WORK REQUEST ▸ Give back the records in full, with every line exactly as it was.

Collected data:
= Beginning of Section =

PR #448, opened 2025-08-06
Fix memory cache population

clostao:
Testing S3 compatibility layer in staging environment I detected this error that was failing to cache correctly files in memory cache leading to download errors.


jfrank-summit (approved):
LGTM

PR #468, opened 2025-09-03
Fix anonymous metadata query

clostao:
Problem:

Anonymous users have no access to object ownerships, this led to failures on metadata fetch by CID since it retrieved object ownership. Additionally. we want to get object ownerships for authenticated users so we can show 'delete' or 'share' button when the user owns the file. 

Solution:

Separate the queries for authenticated and anonymous users.


apps/frontend/src/app/[chain]/drive/metadata/[cid]/page.tsx
```diff
@@ -1,27 +1,48 @@
...
+
+    return mapObjectInformationFromQueryResultWithOwnership(data);
+  } else {
+    const { data } = await gqlClient.query<GetMetadataByHeadCidQuery>({
+      query: GetMetadataByHeadCidDocument,
+      variables: { headCid: cid },
+    });
+
+    return mapObjectInformationFromQueryResult(data);
+  }
```
Comment (jfrank-summit) [inline apps/frontend/src/app/[chain]/drive/metadata/[cid]/page.tsx:37]: Should we have a query failure path here?

PR #478, opened 2025-09-17
Fix download worker crashes by handling Readable stream errors and zero‑byte files

clostao:
This PR resolves a crash in the download worker caused by unhandled errors emitted from Node.js Readable streams and by unexpected zero‑byte files introduced during a migration. It adds centralized stream error handling and gracefully supports empty files to prevent the process from terminating.

## Root cause

Unhandled 'error' events from Readable streams caused “throw er; // Unhandled 'error' event” and crashed the worker.
Three zero‑byte files (introduced by a migration bug) triggered edge‑cases in partial/full retrieval paths and ultimately surfaced as stream errors.

## Impact
* Download worker no longer crashes on missing chunks or malformed/empty files.
* Errors are logged consistently with context instead of bubbling up as unhandled stream errors.
* Byte‑range and full file downloads behave correctly when encountering zero‑byte files.

### DIFF
--- a/apps/backend/src/infrastructure/services/dsn/objectMappingListener/index.ts
+++ b/apps/backend/src/infrastructure/services/dsn/objectMappingListener/index.ts
@@ -1,4 +1,3 @@
-import 'dotenv/config'
 import { NodesUseCases } from '../../../../core/objects/nodes.js'
 import { config } from '../../../../config.js'
 import { createLogger } from '../../../drivers/logger.js'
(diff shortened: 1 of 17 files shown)


apps/backend/src/infrastructure/services/dsn/objectMappingListener/index.ts
```diff
@@ -63,3 +65,5 @@
 export const objectMappingArchiver = {
   start,
 }
+
+objectMappingArchiver.start()
```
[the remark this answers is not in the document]
clostao: reverted change

apps/gateway/src/http.ts
```diff
@@ -31,5 +31,10 @@ export const internalRedirect = async (
   }
 
   // @ts-ignore
-  Readable.fromWeb(response.body).pipe(res);
+  const readable = Readable.fromWeb(response.body);
```
jfrank-summit, line 34: Can `response.body` ever be null here? If so, we should have a guard.

clostao: The target endpoint is the download endpoint for auto-drive that always has a body

jfrank-summit (approved):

= End of Section =

EXERCISE RESPONSE ▸
PR #448, opened 2025-08-06
Fix memory cache population

clostao:
Testing S3 compatibility layer in staging environment I detected this error that was failing to cache correctly files in memory cache leading to download errors.


jfrank-summit (approved):
LGTM

PR #468, opened 2025-09-03
Fix anonymous metadata query

clostao:
Problem:

Anonymous users have no access to object ownerships, this led to failures on metadata fetch by CID since it retrieved object ownership. Additionally. we want to get object ownerships for authenticated users so we can show 'delete' or 'share' button when the user owns the file. 

Solution:

Separate the queries for authenticated and anonymous users.


apps/frontend/src/app/[chain]/drive/metadata/[cid]/page.tsx
```diff
@@ -1,27 +1,48 @@
...
+
+    return mapObjectInformationFromQueryResultWithOwnership(data);
+  } else {
+    const { data } = await gqlClient.query<GetMetadataByHeadCidQuery>({
+      query: GetMetadataByHeadCidDocument,
+      variables: { headCid: cid },
+    });
+
+    return mapObjectInformationFromQueryResult(data);
+  }
```
Comment (jfrank-summit) [inline apps/frontend/src/app/[chain]/drive/metadata/[cid]/page.tsx:37]: Should we have a query failure path here?

PR #478, opened 2025-09-17
Fix download worker crashes by handling Readable stream errors and zero‑byte files

clostao:
This PR resolves a crash in the download worker caused by unhandled errors emitted from Node.js Readable streams and by unexpected zero‑byte files introduced during a migration. It adds centralized stream error handling and gracefully supports empty files to prevent the process from terminating.

## Root cause

Unhandled 'error' events from Readable streams caused “throw er; // Unhandled 'error' event” and crashed the worker.
Three zero‑byte files (introduced by a migration bug) triggered edge‑cases in partial/full retrieval paths and ultimately surfaced as stream errors.

## Impact
* Download worker no longer crashes on missing chunks or malformed/empty files.
* Errors are logged consistently with context instead of bubbling up as unhandled stream errors.
* Byte‑range and full file downloads behave correctly when encountering zero‑byte files.

### DIFF
--- a/apps/backend/src/infrastructure/services/dsn/objectMappingListener/index.ts
+++ b/apps/backend/src/infrastructure/services/dsn/objectMappingListener/index.ts
@@ -1,4 +1,3 @@
-import 'dotenv/config'
 import { NodesUseCases } from '../../../../core/objects/nodes.js'
 import { config } from '../../../../config.js'
 import { createLogger } from '../../../drivers/logger.js'
(diff shortened: 1 of 17 files shown)


apps/backend/src/infrastructure/services/dsn/objectMappingListener/index.ts
```diff
@@ -63,3 +65,5 @@
 export const objectMappingArchiver = {
   start,
 }
+
+objectMappingArchiver.start()
```
[the remark this answers is not in the document]
clostao: reverted change

apps/gateway/src/http.ts
```diff
@@ -31,5 +31,10 @@ export const internalRedirect = async (
   }
 
   // @ts-ignore
-  Readable.fromWeb(response.body).pipe(res);
+  const readable = Readable.fromWeb(response.body);
```
jfrank-summit, line 34: Can `response.body` ever be null here? If so, we should have a guard.

clostao: The target endpoint is the download endpoint for auto-drive that always has a body

jfrank-summit (approved):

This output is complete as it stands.